L’illusione di voler cambiare il mondo è infantile
(Marie Louise von Franz)
Io e altri studiosi abbiamo spesso sentito dire in alcuni incontri sul tema o nei commenti facebook al post prima citato, che queste parole di Jung sulla politica (quelle che trovi qui e quelle che seguiranno nell’articolo) non sono più valide o dovrebbero essere contestualizzate nei tempi moderni perché la politica cambia e i contesti anche…
Potremmo essere d’accordo su questa cosa solo se però Jung parlasse realmente di ideologie politiche, o di “fare politico”, di piani politici e cose del genere…
Ma il problema è che Jung non sta parlando di politica, bensì di quei principi psicologici che le stanno dietro, e che quindi hanno a che fare con dinamiche e dominanti archetipiche (anche) oltre che culturali.
Queste dinamiche archetipiche sono universali e riguardano anche quelli che in psicologia complessa vengono chiamati “complessi culturali”, studiati recentemente da autori come Thomas Singer e Samuel L.Kimbles
[ 📝 Leggi anche: Cosa sono i complessi in psicologia? ]
Dunque le parole di Jung valgono oggi così come allora senza dover contestualizzare di una virgola quello che lascia detto e questo perché tutto ciò ha a che fare con quello che Bergonzoni chiama ante-politica, ovvero ciò che viene prima della politica (o di un qualsiasi altro movimento), dunque le dinamiche psicologiche collettive e individuali che sono premesse di ogni singola filosofia, politica, comportamento e azioni collettive.

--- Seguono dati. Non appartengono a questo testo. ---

PR #949, opened 2024-02-22
fix(ui-library): props alignment form label

RubirajAccenture:


JpunktWpunkt (approved):

davidken91 (commented):
It looks like a unit test is failing for form label. I think you just need to double check the error class that's being applied

packages/ui-library/src/components/form-label/index.stories.ts
```diff
@@ -56,13 +56,14 @@ export default {
     },
 
     hasError: {
+      name: 'hasError',
```
angsherpa456, line 59: Is this name required? I saw in some PR name property were removed for number of fields. Can you double check it?

packages/ui-library/src/components/form-label/index.stories.ts
```diff
@@ -56,13 +56,14 @@ export default {
...
       description: 'Choose if component has an error.',
-      options: LabelVariants,
-      control: { type: 'select' },
+      defaultValue: false,
       table: {
-        category: 'Validation',
+        category: 'Validations',
       },
     },
+
```
angsherpa456, line 66: This line can be removed.

JpunktWpunkt (dismissed):

ChristianHoffmannS2 (approved):

JpunktWpunkt (approved):

thrbnhrtmnn (approved):

PR #962, opened 2024-02-27
fix(ui-library, storybook): #823 radio - align prop names with design

### LINKED ISSUE #823: Radio - Ensure Consistency between Storybook Documentation and Codebase Property Names
#### Prerequisite

https://github.com/deven-org/B01LER-Kitchen/issues/824 is done and closed
https://github.com/deven-org/B01LER-Kitchen/issues/521 is done and closed

#### Description / User Story

**As a** developer on the team,
**I want** to ensure consistency between the property names defined in the Storybook documentation for Radio component
**So that** the Radio component codebase accurately reflects the documented property names.

This user story outlines the need to maintain consistency between the documentation and the codebase regarding component property names. Each component is checked to ensure the property names in the codebase match the corresponding names in the Storybook documentation. **If the discrepancies are found, they are listed in[ this table](https://ts.accenture.com/:x:/r/sites/b01ler-core/_layouts/15/Doc.aspx?sourcedoc=%7Bb2cc9fb8-5c39-4049-9652-a4e6bbe09ef1%7D&action=editnew) on the page "Radio".** Column Current Code Property Name describes how is the property currently named in the code. Column Desired Code Property Name is how the property should be named. Properties marked green don't need adjustment.

----
#### Acceptance Criteria

- [x]  All Radio component's property names that differ from Storybook documentation property names (listed in the above mentioned table) should be updated
- [x] The updated property names should not introduce any unintended side effects or issues in the functionality of the components
- [x] "araiaLabel" should be renamed to ariaLabel in Storybook file (Documentation)
- [x] The library builds successfully, and there are no reported issues related to the property name updates 
- [ ] [Props Excel](https://ts.accenture.com/:x:/r/sites/b01ler-core/Shared%20Documents/Documentation_Props.xlsx?d=wb2cc9fb85c3940499652a4e6bbe09ef1&csf=1&web=1&e=bhRYao) has been updated / comments have been resolved and props changed from red to black font color > @thrbnhrtmnn or @angelicahoyss can support here

bar-tay:
closes #823 

old branch at: https://github.com/deven-org/boiler/tree/fix/823-radio-prop-alignment_old

### DIFF
--- a/packages/ui-library/src/components/radio/index.stories.ts
+++ b/packages/ui-library/src/components/radio/index.stories.ts
@@ -2,6 +2,7 @@ import { BlrRadioType } from './index';
 import { BlrRadioRenderFunction } from './renderFunction';
 import { html } from 'lit-html';
 import { action } from '@storybook/addon-actions';
+import '../../index';
 
 // this loads the all components instances and registers their html tags
 import '../../index';
@@ -27,7 +28,7 @@ export default {
         category: 'Appearance',
       },
     },
-    size: {
+    sizeVariant: {
       name: 'sizeVariant',
       description: ' Choose size of the component. ',
       options: InputSizes,
@@ -80,7 +81,7 @@ export default {
         category: 'Content / Settings',
       },
     },
-    hintIcon: {
+    hintMessageIcon: {
       name: 'hintMessageIcon',
       description: 'Select an icon which is displayed in front of the hint message.',
       if: { arg: 'hasHint', eq: true },
@@ -127,7 +128,7 @@ export default {
       },
       if: { arg: 'hasError', eq: true },
     },
-    errorIcon: {
+    errorMessageIcon: {
       name: 'errorMessageIcon',
       description: 'Select an icon which is displayed in front of the error message.',
       table: {
@@ -146,7 +147,7 @@ export default {
       },
       control: { type: 'text' },
     },
-    optionId: {
+    radioId: {
       name: 'radioId',
       description: 'Unique identifier for this component.',
       table: {
@@ -160,28 +161,25 @@ export default {
       },
       control: { type: 'text', label: 'Radio' },
     },
-    onChange: {
-      name: 'onChange',
+    blrChange: {
       description: 'Fires when the value changes.',
-      action: 'onChange',
+      action: 'blrChange',
       table: {
         disable: false,
         category: 'Events',
       },
     },
-    onFocus: {
-      name: 'onFocus',
+    blrFocus: {
       description: 'Fires when the component is focused.',
-      action: 'onFocus',
+      action: 'blrFocus',
       table: {
         disable: false,
         category: 'Events',
       },
     },
-    onBlur: {
-      name: 'onBlur',
+    blrBlur: {
       description: 'Fires when the component lost focus.',
-      action: 'onBlur',
+      action: 'blrBlur',
       table: {
         disable: false,
         category: 'Events',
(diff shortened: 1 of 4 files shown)


davidken91:
There are two unit tests failing. Resolving it might be as simple as updating the class names used in the tests

packages/ui-library/src/components/radio/index.stories.ts
```diff
@@ -390,7 +388,7 @@ export const FormCaptionGroup = () => {
         ...args,
         hasHint: true,
         label: 'Hint message',
-        hintIcon: 'blr360',
+        hintMessageIcon: 'blr360',
```
thrbnhrtmnn, line 391: Icon should be blrInfo (probably will also be changed within #974 )

thrbnhrtmnn (commented):

packages/ui-library/src/components/radio/index.stories.ts
```diff
@@ -160,28 +158,28 @@ export default {
       },
       control: { type: 'text', label: 'Radio' },
     },
-    onChange: {
-      name: 'onChange',
+    blrChange: {
+      name: 'blrChange',
```
angsherpa456, line 162: name can be removed.

packages/ui-library/src/components/radio/index.stories.ts
```diff
@@ -160,28 +158,28 @@ export default {
...
+      action: 'blrFocus',
       table: {
         disable: false,
         category: 'Events',
       },
     },
-    onBlur: {
-      name: 'onBlur',
+    blrBlur: {
+      name: 'blrBlur',
```
angsherpa456, line 180: name can be removed

packages/ui-library/src/components/radio/index.stories.ts
```diff
@@ -2,6 +2,10 @@ import { BlrRadioType } from './index';
 import { BlrRadioRenderFunction } from './renderFunction';
 import { html } from 'lit-html';
 import { action } from '@storybook/addon-actions';
+import '../../index';
```
davidken91, line 5: You have to remove these lines. The app won't start with these duplicates

docs/ARCHITECTURE.md
```diff
@@ -1,25 +1,33 @@
 # Architecture
-The BO1LER, a fully customisable design system (DS), is developed using the [Lit](https://lit.dev/docs/) template and Figma. The design system serves as a core unit for UI components, styles, and guidelines, ensuring consistency and efficiency across our applications.
+
```
angsherpa456, line 2: Please revert back to the previous state where there was no new line added after every title. If you are using VS-Code then the new line might have been added by the prettier code formatter extension. Please disable that and remove the newly added line and save the file. Later on after committing your changes, you can re-enable the extension.

packages/ui-library/src/components/radio/index.stories.ts
bar-tay: done

packages/ui-library/src/components/radio/index.stories.ts
bar-tay: done

packages/ui-library/src/components/radio/index.stories.ts
```diff
@@ -160,28 +158,28 @@ export default {
...
+      action: 'blrChange',
       table: {
         disable: false,
         category: 'Events',
       },
     },
-    onFocus: {
-      name: 'onFocus',
+    blrFocus: {
+      name: 'blrFocus',
```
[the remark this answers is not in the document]
bar-tay: done

packages/ui-library/src/components/radio/index.stories.ts
bar-tay: done

packages/ui-library/src/components/radio/index.stories.ts
bar-tay: done

docs/ARCHITECTURE.md
bar-tay: done

angsherpa456:
Looks good, please adjust your commit number to one after rebasing to new develop branch then it should be good to be approved.

faselbaum (changes requested):
the js example app needs to be changed to reflect the property name changes.

davidken91:
> the js example app needs to be changed to reflect the property name changes.

Ok, I can update this. I just noticed that we use aria label in storybook but the prop is never actually used on the component itself. Should I remove this? I'm guessing we don't need aria-checked or aria-role since we're using the native radio input element

faselbaum:
@davidken91 

> Ok, I can update this. I just noticed that we use aria label in storybook but the prop is never actually used on the component itself. Should I remove this? I'm guessing we don't need aria-checked or aria-role since we're using the native radio input element

i would just leave them as is for the time being. but we should create a new issue so that we either in- or exclude them for all component stories.

faselbaum (approved):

Già, perché spesso si dimentica che la politica proviene dalla psiche delle persone, delle masse e degli individui, è un prodotto psichico, e quindi è a rigor di logica – e di pratica! – oggetto di studio psicologico prima di ogni altro studio applicativo o comunque slegato dalla comprensione psicologica.
Per concludere…
La psiche è come un radio, propaga. Un’ottica non solo causalistica

Le parole più silenziose sono quelle che suscitano la tempesta. Pensieri che vengono su piedi di colomba, dirigono il mondo. (Cosi Parlò Zarathustra – Nietzsche)
Mi riallaccio a quei principi non casualistici a cui mi riferivo poco sopra…
Per non cadere in discorsi epistemologici e tecnici troppo complessi, per non tirare in ballo concetti quali CAS (Sistemi Adattivi Complessi), entropia, sintropia, sincronicità, effetto farfalla, ecc. chiediamoci semplicemente:
Ma davvero pensiamo di poter cambiare qualcosa o che qualcosa nella storia del mondo sia cambiata a livello di società e cultura a prescindere dalla presa in considerazione delle dinamiche archetipiche sullo sfondo degli eventi?
Ogni epoca e ogni movimento è sorretto da dinamiche psichiche collettive che mirano ad un’autoregolazione. E se non si comprendono – o quantomeno se non ci si prova – queste dinamiche psicologiche collettive e archetipiche, allora parlare meramente di progetti politici, di politica, partiti e tutte queste belle cose di cui ci si riempie la bocca, resterà un mero esercizio auto-erotico e masturbatorio.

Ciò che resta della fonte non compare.